PR #35, opened 2024-03-23
Add Hunter travel time on spells

ToxicKevinFerm:


rosenrusinov (commented):
Everything looks good except multi shot which is now calculating its damage when the missiles lands instead of when fired

rosenrusinov (commented):
You still need to move the CalcDamage call before the wait travel time and store the results in an array. Then apply the results in the land

rosenrusinov (approved):

PR #40, opened 2024-03-28
[Enchants] Adds enchants

ToxicKevinFerm:
Todo: Fix correct Item Quality. Use items where applicable.
Also todo: implement the spell effect enchants.
I believe I have all of the enchants. About 114, with more or less correct stats. 
I can't get them to show up in the UI though. They're only in the leftover db and idk what happens there, but I dont see them in the db.json when the ui loads it.


rosenrusinov:
Can be closed due to #54

PR #42, opened 2024-03-30
[Rogue] Some small fixes after Beta testing, + Fix for DB Generator

TheBackstabi:
Makes some abilities function closer to their implementation on Beta, and adds a nil check to Assassin's Resolve to fix DB generation.


sim/rogue/combat/revealing_strike.go
```diff
@@ -24,18 +25,23 @@ func (comRogue *CombatRogue) registerRevealingStrike() {
...
+					comRogue.Rupture.DamageMultiplier *= multiplier
+					isApplied = true
+				}
+			},
+			OnExpire: func(aura *core.Aura, sim *core.Simulation) {
+				comRogue.Eviscerate.DamageMultiplier /= multiplier
+				comRogue.Envenom.DamageMultiplier /= multiplier
+				comRogue.Rupture.DamageMultiplier /= multiplier
+				isApplied = false
+				aura.Deactivate(sim)
```
kayla-glick, line 41: Revealing Strike is applied to each target as a debuff right? This implementation flat buffs the rogue's next strike regardless of target. I think the right way to do this would be to register a debuff on the target, then in the various finisher calculations, check if the buff is active and apply the multiplier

Prompt: From top to bottom, return the material above unchanged.

Response to the task:
PR #35, opened 2024-03-23
Add Hunter travel time on spells

ToxicKevinFerm:


rosenrusinov (commented):
Everything looks good except multi shot which is now calculating its damage when the missiles lands instead of when fired

rosenrusinov (commented):
You still need to move the CalcDamage call before the wait travel time and store the results in an array. Then apply the results in the land

rosenrusinov (approved):

PR #40, opened 2024-03-28
[Enchants] Adds enchants

ToxicKevinFerm:
Todo: Fix correct Item Quality. Use items where applicable.
Also todo: implement the spell effect enchants.
I believe I have all of the enchants. About 114, with more or less correct stats. 
I can't get them to show up in the UI though. They're only in the leftover db and idk what happens there, but I dont see them in the db.json when the ui loads it.


rosenrusinov:
Can be closed due to #54

PR #42, opened 2024-03-30
[Rogue] Some small fixes after Beta testing, + Fix for DB Generator

TheBackstabi:
Makes some abilities function closer to their implementation on Beta, and adds a nil check to Assassin's Resolve to fix DB generation.


sim/rogue/combat/revealing_strike.go
```diff
@@ -24,18 +25,23 @@ func (comRogue *CombatRogue) registerRevealingStrike() {
...
+					comRogue.Rupture.DamageMultiplier *= multiplier
+					isApplied = true
+				}
+			},
+			OnExpire: func(aura *core.Aura, sim *core.Simulation) {
+				comRogue.Eviscerate.DamageMultiplier /= multiplier
+				comRogue.Envenom.DamageMultiplier /= multiplier
+				comRogue.Rupture.DamageMultiplier /= multiplier
+				isApplied = false
+				aura.Deactivate(sim)
```
kayla-glick, line 41: Revealing Strike is applied to each target as a debuff right? This implementation flat buffs the rogue's next strike regardless of target. I think the right way to do this would be to register a debuff on the target, then in the various finisher calculations, check if the buff is active and apply the multiplier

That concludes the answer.